Sunday, April 24, 2011

Four Best Practices to Set Your Practice on an Improved A/R Track

If you are not following up on details, you are leaving money on the table.

The economic downturn in addition to impending healthcare changes means that your practice and all other dollars are under more pressure than ever to gather every penny you deserve.

Accounts receivable defined: A/R is the money that is owed to the practice. Here are four best practices to set your practice on an improved A/R track and stay away from thousands in lost reimbursement.

Keep a tab on each claim you send out

The first thing in perfecting you're A/R process is to ensure someone in your practice is paying heed to what happens to every claim you submit. Ask questions like "Did the patient pay her copay portion of the bill?", "Did the insurance company even get the claim?"

There are companies out there which many refer to as 'code it, bill it, and forget it companies'. They code the claim, bill the claim and then forget about it. They leave it out there and do not do anything to bring in the money.

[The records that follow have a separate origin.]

PR #2017, opened 2025-09-15
feat: protected resource metadata

sdelamo:
- It adds [JSONAssert](https://github.com/skyscreamer/JSONassert) to simplify JSON assertions. 
- Adds [WWW-Authenticate response header]( https://datatracker.ietf.org/doc/html/rfc9110#section-11.6.19) support.
- Adds [protected resource metadata](https://datatracker.ietf.org/doc/html/rfc9728)
- Adds  `AuthenticatorCondition` - a condition that evaluates to true if there is any bean of type ` ReactiveAuthenticationProvider`, `io.micronaut.security.authentication.provider.AuthenticationProvider`, or `io.micronaut.security.authentication.AuthenticationProvider`. This ensures Basic authentication related beans are not loaded unless there is a backing authentication provider. 

These changes are necessary to support [MCP Server Authentication](https://modelcontextprotocol.io/specification/2025-06-18/basic/authorization#standards-compliance).

### DIFF
--- a/security-oauth2/src/main/java/io/micronaut/security/oauth2/metadata/DefaultProtectedResourceMetadataProvider.java
+++ b/security-oauth2/src/main/java/io/micronaut/security/oauth2/metadata/DefaultProtectedResourceMetadataProvider.java
@@ -1,0 +1,129 @@
+/*
+ * Copyright 2017-2025 original authors
+ *
+ * Licensed under the Apache License, Version 2.0 (the "License");
+ * you may not use this file except in compliance with the License.
+ * You may obtain a copy of the License at
+ *
+ * https://www.apache.org/licenses/LICENSE-2.0
+ *
+ * Unless required by applicable law or agreed to in writing, software
+ * distributed under the License is distributed on an "AS IS" BASIS,
+ * WITHOUT WARRANTIES OR CONDITIONS OF ANY KIND, either express or implied.
+ * See the License for the specific language governing permissions and
+ * limitations under the License.
+ */
+package io.micronaut.security.oauth2.metadata;
+
+import io.micronaut.context.annotation.Requires;
+import io.micronaut.core.annotation.Experimental;
+import io.micronaut.core.annotation.NonNull;
+import io.micronaut.core.annotation.Nullable;
+import io.micronaut.core.util.CollectionUtils;
+import io.micronaut.core.util.StringUtils;
+import io.micronaut.http.HttpRequest;
+import io.micronaut.http.server.util.HttpHostResolver;
+import io.micronaut.runtime.ApplicationConfiguration;
+import io.micronaut.security.oauth2.configuration.OpenIdClientConfiguration;
+import jakarta.inject.Singleton;
+
+import java.net.URL;
+import java.util.ArrayList;
+import java.util.List;
+
+/**
+ * Default implementation of {@link ProtectedResourceMetadataProvider}.
+ */
+@Requires(classes = HttpRequest.class)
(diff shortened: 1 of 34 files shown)


security-oauth2/src/main/java/io/micronaut/security/oauth2/metadata/DefaultProtectedResourceMetadataProvider.java
```diff
@@ -0,0 +1,106 @@
...
+import java.util.ArrayList;
+import java.util.List;
+
+/**
+ * Default implementation of {@link ProtectedResourceMetadataProvider}.
+ */
+@Requires(classes = HttpRequest.class)
+@Experimental
+@Singleton
+public class DefaultProtectedResourceMetadataProvider implements ProtectedResourceMetadataProvider<HttpRequest<?>> {
```
sdelamo, line 40: I have made this class `public` intentionally. I've created a raw implementation, and I'd like to allow downstream replacement via the extends and replace pattern.

security/src/main/java/io/micronaut/security/authentication/BasicAuthWwwAuthenticateChallengeProvider.java
```diff
@@ -0,0 +1,54 @@
...
+    BasicAuthWwwAuthenticateChallengeProvider(ApplicationConfiguration applicationConfiguration) {
+        this.applicationConfiguration = applicationConfiguration;
+    }
+
+    @Override
+    @NonNull
+    public String getWwwAuthenticateChallenge(@Nullable HttpRequest<?> request) {
+        WwwAuthenticateChallenge.Builder builder = WwwAuthenticateChallenge.builder()
+            .authScheme(HttpHeaderValues.AUTHORIZATION_PREFIX_BASIC);
+        applicationConfiguration.getName().ifPresent(name -> builder.param(PARAM_REALM, name));
```
graemerocher, line 54: should this be configurable in any other way apart from the application name?

security/src/main/java/io/micronaut/security/authentication/WwwAuthenticateChallenge.java
```diff
@@ -0,0 +1,123 @@
...
+import io.micronaut.core.annotation.NonNull;
+import io.micronaut.core.util.CollectionUtils;
+
+import java.util.ArrayList;
+import java.util.Map;
+import java.util.List;
+import java.util.LinkedHashMap;
+
+/**
+ *
```
graemerocher, line 27: add more javadoc about what this is and what is role is

sdelamo: see: https://github.com/micronaut-projects/micronaut-security/pull/2017/commits/8f049796a9887b627e41830a8a8e33da3d4301b1

security/src/main/java/io/micronaut/security/authentication/BasicAuthWwwAuthenticateChallengeProvider.java
sdelamo: [I added param  `charset="UTF-8"`](https://github.com/micronaut-projects/micronaut-security/pull/2017/commits/7f9f434401f4a2c811bfc01d672f1ada905c019d). Users can disable it by setting `micronaut.security.basic-auth.www-authenticate` to `false` and providing their own implementation if they don't like the implementation provided by Micronaut Security.

graemerocher (approved):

Following up on your submitted claims early in the game can save you time. Therefore you should first ensure that once your practice submits a claim that is accepted. If the claim is rejected, the first thing you need to do is find out why. Catching it in the initial submission phases saves you time in the long run and in the end gets your money in the door faster.

Set a reminder: Place an event reminder on your Outlook or Web calendar every week that reminds you to check all accounts receivable for the past 30 days. Print a report, and go online or call to check claim statuses.

Follow up on unpaid and denied claim

The number one way to ensure your practice is hemorrhaging money is to follow up on denials and appeal as called for. Almost every practice has hidden money waiting to be discovered. According to him, money is in the form of the following issues:






  • Unpaid claims
  • Claims paid incorrectly
  • Denials not appealed or appealed incorrectly
  • Denials appealed with no follow-up.

    You should therefore continually review and monitor your EOBs, paying special attention to your denials. You can glean a lot of information from your EOBs; say for instance how quickly insurers are paying you, whether your fee schedule is adequate, if your coders are coding right, etc.

    Bottom line: Appealing denials can be time consuming; however it's vital to ensure correct reimbursement.

    Source URL :- http://www.supercoder.com/coding-newsletters/my-medicare-compliance-reimbursement-alert/part-b-coding-coach-boost-collections-with-these-4-quick-tips-122606-article

    Run reports and update you're A/R procedures

    You cannot manage your A/R is you cannot measure it. As such you need to produce a variety of reports to help you assess you're A/R.

    Tip: Invest in a good practice management system and get to know all of its capabilities. Pay special attention to the reporting abilities of the system you use to ensure you get the data you need to manage your practice's A/R such as the practice's gross collection rate, net collection rate, and average days in A/R for claims. Then you can use this information to assess the effectiveness and efficiency of your practice's A/R management.